I've recently been working on a site for my charitable (future non-profit) clothing "line" (2 designs..) using Wordpress. I'm just looking for an opinion about whether or not the site has at least the minimum level of usability to sell shirts. Its extremely simple, but it also gets the job done. The mockups suck, I know, but I just want to be able to advertise it and hopefully get sales until I can find a way to improve it. I know its not the best right now, but I also dont think its thatttt bad. But anyway, fire away 

Forgot the link....

http://www.plus37gear.com


----------



## Plus 37 Research (Jan 12, 2011)

Well, let me re-phrase the previous post:

what can I do to help improve my site and make it more believable and/or professional. I know I need some kind of images, but I'm looking for opinions. Product mock-ups are truly horrible, and I know that, but besides that, what else will really make it pop? Thanks in advance and dont be afraid to tear me apart!


----------



## Zippy Doodah (Jul 10, 2011)

Plus 37 Research said:


> Well, let me re-phrase the previous post:
> 
> what can I do to help improve my site and make it more believable and/or professional. I know I need some kind of images, but I'm looking for opinions. Product mock-ups are truly horrible, and I know that, but besides that, what else will really make it pop? Thanks in advance and dont be afraid to tear me apart!


That's a very noble cause. Here is what I would do. First off, I would try and convey that you are a legit Non-Profit business somewhere prominatley on the Home page. Maybe register your business as a non-profit and display your business license# at the footer. Too many scams and you really need to let potential customers know, "You're for Real". Put the complete message that you have in your About page on the Home page as this is important, and write from yourself, not third person. (eg)., instead of "Being one of these patients, *Scott Marcella* is determined.., write it "Being one of these patients, *I am* determined..." this is more personal and lets people know immediatley that you definatley have a cause. I would also, suggest offering more designs with your "+ 37" messge. Use your imagination. Create 20 different designs. Use different shapes, different fonts and maybe add clip art. Put your products or a sample on the Home page explaining what it means and link it to your sales page. You need to know right off what your message means. Tell people more about yourself on the Home page. Fill the text area up to match the links and photos in the right column. (Unfortunatley), You have a very distinctive nitch. Be sure to set your web site up in the search engines, especially Google, and contact people with web sites to trade links with. You can make up a simple banner, 475x60, that people can put on their web site with a link to your web site. Contact your local newspaper and TV stations and let them know what your doing. They love to help good causes. Maybe, even write a News Realease about your web site and your cause and send it to the local TV stations. You wouldn't believe it, but alot of the news you hear is actually News Releases sent to them. Good Luck! Hope all goes well.


----------



## Riderz Ready (Sep 18, 2008)

When you have an on-line store the products need to be part of your home page. You just need to make it a little bit more clear (on your home page) the purpose of your site. By simply changing the "Clothing For A Cure" to a bold font and color to red it will pop off the screen and instantly relate to the potential customer what your site is doing.

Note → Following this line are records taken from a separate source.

PR #309, opened 2023-03-29
Fix: Remove unused offset variable

filipsajdak:
After removing adjust_remaining_token_columns_on_this_line_visitor (396e33)
offset variable was left and was used only by this visitor.

The current change removes that variable.

All regression tests pass.


hsutter:
Thanks! I just noticed that earlier in the week and made this change as part of the next large commit I'm about to push today, so I'll close this and do it in that commit.

PR #348, opened 2023-04-10
Add diagnostics for using auto as a type of variable and as function return type

filipsajdak:
While parsing the following code:
```cpp
f: () -> auto = 42;
```
Rise an error with the following diagnostics:
```
error: to define a function f with deduced return type, write 'f : ( /* arguments / ) -> _ = { / function body */ }'
```

While parsing the following code:
```cpp
i : auto = 42;
```
Rise an error with the following diagnostics:
```
error: to define a variable i with deduced type, write 'i := /* initializer */;'
```

All regression tests pass. Continuation of #342 (increasing QoI)

### DIFF
--- a/source/parse.h
+++ b/source/parse.h
@@ -4894,6 +4894,21 @@ private:
                 }
             }
             else if (auto t = type_id()) {
+                if (
+                    t->get_token()
+                    && t->get_token()->to_string(true) == "auto"
+                    )
+                {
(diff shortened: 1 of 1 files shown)


hsutter:
Thanks! These are good helpful QoI diagnostics for common mistakes when coming from Cpp1 syntax, great stuff. 👍 🙏

Issue #346, opened 2023-04-10
[BUG] _expression-statement_ of unnamed templated function is a `template`


JohelEGP:
A `template` was generated, not a lambda expression.

**Minimal reproducer** (https://godbolt.org/z/56cecbYMh):
```Cpp2
f: () = :<T> () = {};
```

**Commands**:
```bash
cppfront x.cpp2
clang++17 -std=c++2b -stdlib=libc++ -I $CPPFRONT_INCLUDE_DIR x.cpp
```

**Expected result**: A lambda expression when lowering to C++.

**Actual result and error**:

<details><summary>Generated C++1.</summary>

```C++


//=== Cpp2 type declarations ====================================================


#include "cpp2util.h"


//=== Cpp2 type definitions and function declarations ===========================

#line 1 "x.cpp2"
auto f() -> void;

//=== Cpp2 function definitions =================================================

#line 1 "x.cpp2"
auto f() -> void { template<typename T> []() -> void{};  }

```

</details>

```output
x.cpp2:1:20: error: expected expression
auto f() -> void { template<typename T> []() -> void{};  }
                   ^
1 error generated.
```

JohelEGP:
Is the final `;` necessary? The grammar suggests it isn't, but it doesn't work otherwise.
```Cpp2
f: () = :<T> () = {};
```

filipsajdak:
@JohelEGP I am not sure if I get Your question right.

```cpp
f: () = :<T> () = {};
```

Is similar to the following code:

```cpp
f: () = 42;
```

Where `42` and `:<T> () = {}` are unnamed objects. So, I guess a semicolon is required. 

The `f` function does not return anything - is it intentional? I am asking as by default functions return `void` (if not specified otherwise).

JohelEGP:
Looking closer, both a `template` and a lambda were generated:
```C++
auto f() -> void { template<typename T> []() -> void{};  }
```

filipsajdak:
Generic lambdas with an explicit list of types are not yet supported.

But they should - to have symmetry between named and unnamed functions.

JohelEGP:
You're right. I thought it did work. Turns out I had used non-generic ones, and I tried a generic one as an _expression-statement_, which led me to believe that was the reason.

filipsajdak:
I have a PR that will enable support for them... I will run the last tests and will push it.

filipsajdak:
@JohelEGP I have pushed the PR: #349

PR #349, opened 2023-04-10
Add support for generic lambda with explicit type list

filipsajdak:
Currently cppfront process the following code:
```cpp
main: () = {
    g := :<T> () = { v := 0; };
}
```
And generates:
```cpp
auto main() -> int{
    auto g {template <typename T> []() -> void{auto v {0}; }};
}
```
After this change cppfront will generate:
```cpp
auto main() -> int{
    auto g {[]<typename T>() -> void{auto v {0}; }};
}
```

Closes: #346. All regression tests pass.

### DIFF
--- a/source/cppfront.cpp
+++ b/source/cppfront.cpp
@@ -2370,6 +2370,12 @@ public:
             //  Handle an anonymous function
             if (decl->is_function()) {
                 auto lambda_intro = build_capture_lambda_intro_for(decl->captures, n.position());
+
+                // Handle an anonymous generic function with explicit type list
+                if (decl->template_parameters) {
+                    print_to_string(&lambda_intro, *decl->template_parameters, false, true);
+                }
+
                 emit(*decl, lambda_intro);
             }
             //  Else an anonymous object as 'typeid { initializer }'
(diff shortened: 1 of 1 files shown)


JohelEGP:
Thank you. This fixes #346.

**Code** (https://godbolt.org/z/56cecbYMh):
```Cpp2
g: () = :<T> () = { };
f: () = {
  h := :<T> () = { };   // #346
  :<T> (x: T) -> _ = x; // #346
}
id_fn: () -> _ = :<T> (x: T) -> _ = x; // #346
```

<details><summary>Generated C++1.</summary>

```C++


#include "cpp2util.h"


#line 1 "x.cpp2"
auto g() -> void;
auto f() -> void;

#line 6 "x.cpp2"
[[nodiscard]] auto id_fn() -> auto;

#line 1 "x.cpp2"
auto g() -> void { []<typename T>() -> void{};  }
auto f() -> void{
  auto h {[]<typename T>() -> void{}}; // #346
  []<typename T>(T const& x) -> auto { return x;  };// #346
}
[[nodiscard]] auto id_fn() -> auto { return []<typename T>(T const& x) -> auto { return x;  };  }// #346


```

</details>

hsutter:
Sweet! 👏  Thanks @JohelEGP and @filipsajdak . I'm not a big user of explicit template parameter lists on lambdas, so I hadn't noticed yet that that case didn't code gen correctly. Good stuff, appreciated.

PR #350, opened 2023-04-10
Modify the scope_depth for variables in lambdas

### LINKED ISSUE #295: [BUG] Defining lambda that takes argument using forward passing style and calling it on function variable makes cppfront treat the variable as forwarded
In the current implementation of cppfront (fbf55ad9efcded58f550f05ede37b5b48399a7fd), the following code:

```cpp
f_inout: (inout x) -> _ = {
    x *= 2;
    return x;
}

main: () -> int = {
    x := 21;

    l1 := :(forward x) = {
        std::cout << f_inout(forward x) << std::endl;
    };

    l1(x);

    x++;
}
```
Generates:
```cpp
[[nodiscard]] auto f_inout(auto& x) -> auto{
    x *= 2;
    return x; 
}

    auto x {21}; 

    auto l1 {[](auto&& x) -> void{
        std::cout << f_inout(        CPP2_FORWARD(x)) << std::endl;
    }}; 

    std::move(l1)(x);

    ++CPP2_FORWARD(x);
}
```

And will fail to compile with the error:
```
../tests/bug_lambda_forward_iife.cpp2... ok (all Cpp2, passes safety checks)

../tests/bug_lambda_forward_iife.cpp2:15:5: error: expression is not assignable
    ++CPP2_FORWARD(x);
    ^ ~~~~~~~~~~~~~~~
1 error generated.
```

The variable x was passed to the lambda defined in the `main` function and is treated as forwarded, which is not in the scope of the `main` function.

If you replace `x++` with another call to the same lambda, it will generate the following:
```cpp
[[nodiscard]] auto f_inout(auto& x) -> auto{
    x *= 2;
    return x; 
}

    auto x {21}; 

    auto l1 {[](auto&& x) -> void{
        std::cout << f_inout(        CPP2_FORWARD(x)) << std::endl;
    }}; 

    l1(x);

    std::move(l1)(CPP2_FORWARD(x));
}
```
And will fail to compile with the error:
```
../tests/bug_lambda_forward_iife.cpp2... ok (all Cpp2, passes safety checks)

../tests/bug_lambda_forward_iife.cpp2:10:22: error: no matching function for call to 'f_inout'
        std::cout << f_inout(        CPP2_FORWARD(x)) << std::endl;
                     ^~~~~~~
../tests/bug_lambda_forward_iife.cpp2:15:18: note: in instantiation of function template specialization 'main()::(anonymous class)::operator()<int>' requested here
    std::move(l1)(CPP2_FORWARD(x));
                 ^
../tests/bug_lambda_forward_iife.cpp2:1:20: note: candidate function [with x:auto = int] not viable: expects an lvalue for 1st argument
[[nodiscard]] auto f_inout(auto& x) -> auto{
                   ^
1 error generated.
```

If you move the definition of lambda outside of `main`, it will work as expected and will generate the following code:
```cpp
[[nodiscard]] auto f_inout(auto& x) -> auto{
    x *= 2;
    return x; 
}

auto l1 {[](auto&& x) -> void{
    std::cout << f_inout(        CPP2_FORWARD(x)) << std::endl;
}}; 

    auto x {21}; 

    l1(x);

    ++x;
}
```

filipsajdak:
If a variable parent is a function without the name, the `scope_depth` is increased by `1`. Refrain from being mixed with variables from the scope where lambda was created.

After this change, the following code:
```cpp
f_inout: (inout x) -> _ = {
    x *= 2;
    return x;
}

main: () -> int = {
    x := 21;

    l1 := :(forward x) = {
        std::cout << f_inout(forward x) << std::endl;
    };

    l1(x);

    x++;
}
```
Will generate (skipping boilerplate):
```cpp
[[nodiscard]] auto f_inout(auto& x) -> auto{
    x *= 2;
    return x; 
}

    auto x {21}; 

    auto l1 {[](auto&& x) -> void{
        std::cout << f_inout(CPP2_FORWARD(x)) << std::endl;
    }}; 

    std::move(l1)(x);

    ++x;
}
```

Closes #295. All regression tests pass.

### DIFF
--- a/source/sema.h
+++ b/source/sema.h
@@ -971,7 +971,9 @@ public:
             || n.pass == passing_style::forward
             )
         {
-            symbols.emplace_back( scope_depth, declaration_sym( true, n.declaration.get(), n.declaration->name(), n.declaration->initializer.get(), &n));
+            // Handle variables in unnamed functions. For such cases scope_depth is increased by +1
+            auto depth = scope_depth + ((n.declaration->parent_is_function() && n.declaration->parent_declaration->name() == nullptr) ? 1 : 0 );
+            symbols.emplace_back( depth, declaration_sym( true, n.declaration.get(), n.declaration->name(), n.declaration->initializer.get(), &n));
         }
     }
 


hsutter:
Thanks! Hmm. I think this will do it... I'll think some more about whether we should actually be bumping the scope depth, I wonder if there are cases for more complex nested unnamed functions where they really want their own scope level.

PR #351, opened 2023-04-11
Fix unpublished comments ICE error

### LINKED ISSUE #344: [BUG] ICE: not all comments were printed
**Minimal reproducer** (https://godbolt.org/z/Y9sqcY1jG):
```Cpp2
a: type = { }
c: a = (); //
```

**Commands**:
```bash
cppfront x.cpp2
```

**Expected result**: A well-formed program.

**Actual result and error**:

```output
cppfront: $prefix/cppfront.cpp:1356: lower_to_cpp1_ret cpp2::cppfront::lower_to_cpp1(): Assertion `tokens.num_unprinted_comments() == 0 && "ICE: not all comments were printed"' failed.
Aborted (core dumped)
```

filipsajdak:
In the current implementation of cppfront (f83ca9b727e9c07f60a1933584a49a3d971936f5), the following code:
```cpp
a: type = { } // a
i : int = 42;
```
or
```cpp
a: namespace = { } // a
i : int = 42;
```
End with ICE `not all comments were printed` error.

This change removes extra new-line printed after namespace or UDT definition that solves this issue.

All regression tests pass (except for two files impacted by missing newlines - updated in this PR).

### DIFF
--- a/regression-tests/test-results/pure2-types-basics.cpp
+++ b/regression-tests/test-results/pure2-types-basics.cpp
@@ -14,7 +14,6 @@ class myclass;
 
 #line 60 "pure2-types-basics.cpp2"
 }
-
 //=== Cpp2 type definitions and function declarations ===========================
 
 
--- a/regression-tests/test-results/pure2-types-order-independence-and-nesting.cpp
+++ b/regression-tests/test-results/pure2-types-order-independence-and-nesting.cpp
@@ -26,7 +26,6 @@ template<typename T, typename U> class A;
 }
 
 }
-
 //=== Cpp2 type definitions and function declarations ===========================
 
 
--- a/regression-tests/test-results/pure2-types-order-independence-and-nesting.cpp
+++ b/regression-tests/test-results/pure2-types-order-independence-and-nesting.cpp
@@ -69,8 +69,8 @@ namespace M {
 template<typename T, typename U> class A {
     public: template<int I> class B {
         public: template<typename V, int J, typename W> static auto f(W const& w) -> void;
-public: B() = default; B(B const&) = delete; auto operator=(B const&) -> void = delete; };
-public: A() = default; A(A const&) = delete; auto operator=(A const&) -> void = delete; };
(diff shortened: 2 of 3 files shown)


JohelEGP:
Thank you. I still get it on this:

<details><summary>Still ICEs</summary>

```Cpp2
a: type = {
  b: int = 0;
}
c: a = (); // Directly initializes `b` from `0`.

// If we could make an aggregate:
// d: type = {
//   public e: int;
// }
// f: d = (0); // Directly initializes `e` from `0`.

g: type = {
  h: int;
  operator=: (out this, x: int) = h = x;
}
i: g = 0; // Initializes `x` from `0`, then `h` from `x`.

j: type = { }
k: type = {
  l: int = 0;
  this: j = ();
  m: int = 0;
  operator=: (out this) = { }
  operator=: (out this, x: int, y: int) = {
    l = x;
    m = y;
  }
}
// Initializes `QoI` from `0`, then `l` from `std::move(QoI)`.
n: k = (); // Directly initializes `m` from `0`.
// Initializes `x` from `0`, then `QoI` from `x`, then `l` from `std::move(QoI)`.
o: k = (0, 1); // Initializes `y` from `1`, then `m` from `y`.
```

</details>

filipsajdak:
@JohelEGP yes, I have noticed that. I am looking for a fix.

filipsajdak:
https://github.com/hsutter/cppfront/issues/344 is not fixed by this PR (I fixed two other issues) - more description about the original issue here: https://github.com/hsutter/cppfront/issues/344#issuecomment-1502566608

hsutter:
Thanks! BTW I made that comment check such a noisy ICE because it's super important to me to never drop anything the programmer wrote, including (or even especially?) comments. Thanks for looking into this.

hsutter:
Thanks for the bug reports and repros! These should all work now, fixed as a separate commit (see commit message), please check... and I did take the part of the suggested PRs which was to do the extra finalizing at the end of each section (not just at the very end of the file). 🙏

filipsajdak:
Checking...

filipsajdak:
I confirm that it works on my tests as well.

PR #2831, opened 2021-02-24
Fix wait state of asynchronous multi-instance activities

AlexanderWirthSAP:
Without this change a flow node with multi-instance characteristics marked as asynchronous is still initially executed synchronously by the ContinueProcessOperation. If a failure happens during the initialization of the multi-instance, e.g. the referenced collection does not exist, then a rollback occurs. However, this rollback disregards that the asynchronous flow node should be a wait state and instead rolls back to the beginning of any previous asynchronous activity.

Example: Start Event --> Async Script Task --> Async Multi-Instance Call Activity --> End Event
If the multi-instance call activity fails because the collection variable cannot be resolved, then the execution is rolled back all the way to before the script task, whereas the expectation would be that the execution is rolled back only to the beginning of the call activity, because it is marked as asynchronous.

This change fixes this by removing the special case for multi-instance activities in ContinueProcessOperation, so that any asynchronous flow node again first commits the transaction and creates a new async-continuation job and is then actually being executed when it is later picked up by the job executor.

#### Check List:
* Unit tests: YES (MultiInstanceTest::testAsync**Rollback)
* Documentation: NA


tijsrademakers:
Thanks for the PR, we are closing this PR because it's outdated, but please feel free to reopen a new PR and we can discuss it again.

PR #2832, opened 2021-02-24
Multi instance behavior complete condition on child execution

tinabandaloemruli:
leave method changed to enable checking completionConditionSatisified on child execution


tinabandaloemruli:
@filiphr as discussed today

PR #2833, opened 2021-02-25
JsonNodeELResolver_extension_for_BigInteger

tinabandaloemruli:


tijsrademakers:
Hi @tinabandaloemruli, for BigDecimals the value asDouble() is used, so for BigInteger it would be more consistent to use asLong.

tinabandaloemruli:
@tijsrademakers yes I saw it for double and float etc. but anyway there are different limits for those datatypes or don't we want to support that. if so it would make sense to reject it or not?

tijsrademakers:
Closing PR based on earlier remark.

PR #2850, opened 2021-03-13
Fix infinite recursion

dbmalkovsky:
As the code currently is written a call to `getJobServiceConfiguration()` results in infinite recursion.  I think the intent was to call `getServiceConfiguration` which is part of `AbstractServiceEngineEntityManager`.

FWIW, `JobInfoEntityManagerImpl` extends `AbstractJobServiceEngineEntityManager` which extends `AbstractServiceEngineEntityManager`.


jbarrez:
Thanks @dbmalkovsky. The method doesn't seem to be used anywhere else, but good that you caught it!

PR #2859, opened 2021-03-24
Handle candiate groups and users user task activity

tinabandaloemruli:
added validation for non supported types of candidates user and group
added variables for a limitation of candidateGroups and candidateUsers and per default no limit
added normalization of candidateGroups and candidateUsers as duplicate values are possible and also empty values see Tests

### DIFF
--- a/modules/flowable-engine/src/main/java/org/flowable/engine/impl/bpmn/behavior/UserTaskActivityBehavior.java
+++ b/modules/flowable-engine/src/main/java/org/flowable/engine/impl/bpmn/behavior/UserTaskActivityBehavior.java
@@ -314,7 +314,7 @@ public class UserTaskActivityBehavior extends TaskActivityBehavior implements Ac
                     Expression idExpression = expressionManager.createExpression(userIdentityLink);
                     Object value = idExpression.getValue(execution);
 
-                    Collection<String> userIds = extractCandidates(value);
+                    Collection<String> userIds = extractCandidates(value, idExpression.getExpressionText());
                     for (String userId : userIds) {
                         IdentityLinkEntity identityLinkEntity = processEngineConfiguration.getIdentityLinkServiceConfiguration()
                                 .getIdentityLinkService().createTaskIdentityLink(task.getId(), userId, null, customUserIdentityLinkType);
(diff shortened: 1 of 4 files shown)


modules/flowable-engine/src/main/java/org/flowable/engine/impl/bpmn/behavior/UserTaskActivityBehavior.java
```diff
@@ -18,6 +18,8 @@
 import java.util.Collections;
 import java.util.Date;
 import java.util.List;
+import static java.util.stream.Collectors.toList;
```
dbmalkovsky, line 21: Thanks for the PR.

This is a *very* small issue given the work done here but the project standards call for all `static` imports to be first in the file.  Obviously this doesn't change the execution of the code but is just the chosen style.

Thanks again.

tijsrademakers:
Hi @tinabandaloemruli, adding a limit on the number of candidate users and groups means that the process execution will basically fail when the number of candidate users and groups is exceeded for a specific user task. I'm not seeing the general benefit of adding this to Flowable, and certainly not on an engine configuration level, which means it's for every user task that will be created in every process definition.

tinabandaloemruli:
> Hi @tinabandaloemruli, adding a limit on the number of candidate users and groups means that the process execution will basically fail when the number of candidate users and groups is exceeded for a specific user task. I'm not seeing the general benefit of adding this to Flowable, and certainly not on an engine configuration level, which means it's for every user task that will be created in every process definition.

@tijsrademakers Yes but what would be the reason to have an unlimited possibility to add them? Couldn't cause an overload of database at some point? And what about users having a huge amount of processes and data?

tijsrademakers:
We don't want to impose limits for this. If there's a reason to limit this then it can be done with for example task listeners etc.

tinabandaloemruli:
> We don't want to impose limits for this. If there's a reason to limit this then it can be done with for example task listeners etc.

@tijsrademakers I have removed it

modules/flowable-engine/src/main/java/org/flowable/engine/impl/bpmn/behavior/UserTaskActivityBehavior.java
tinabandaloemruli: @dbmalkovsky thanks for the review I have done the change.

I would remove the large "HOME" and replace with something to the effect of Waging War Against Cystic Fibrosis or the likes. Again making it very clear what your site is about. 

I would not worry about a wide selection of designs but would suggest a womens cut shirt. Women do not like wearig the box cut unisev shirts.

Last - there is no reason to be selling these at $15. At the least they should be $19. Someone who is buying a shirt for charity and to sport an important message is not going worry about $4.00.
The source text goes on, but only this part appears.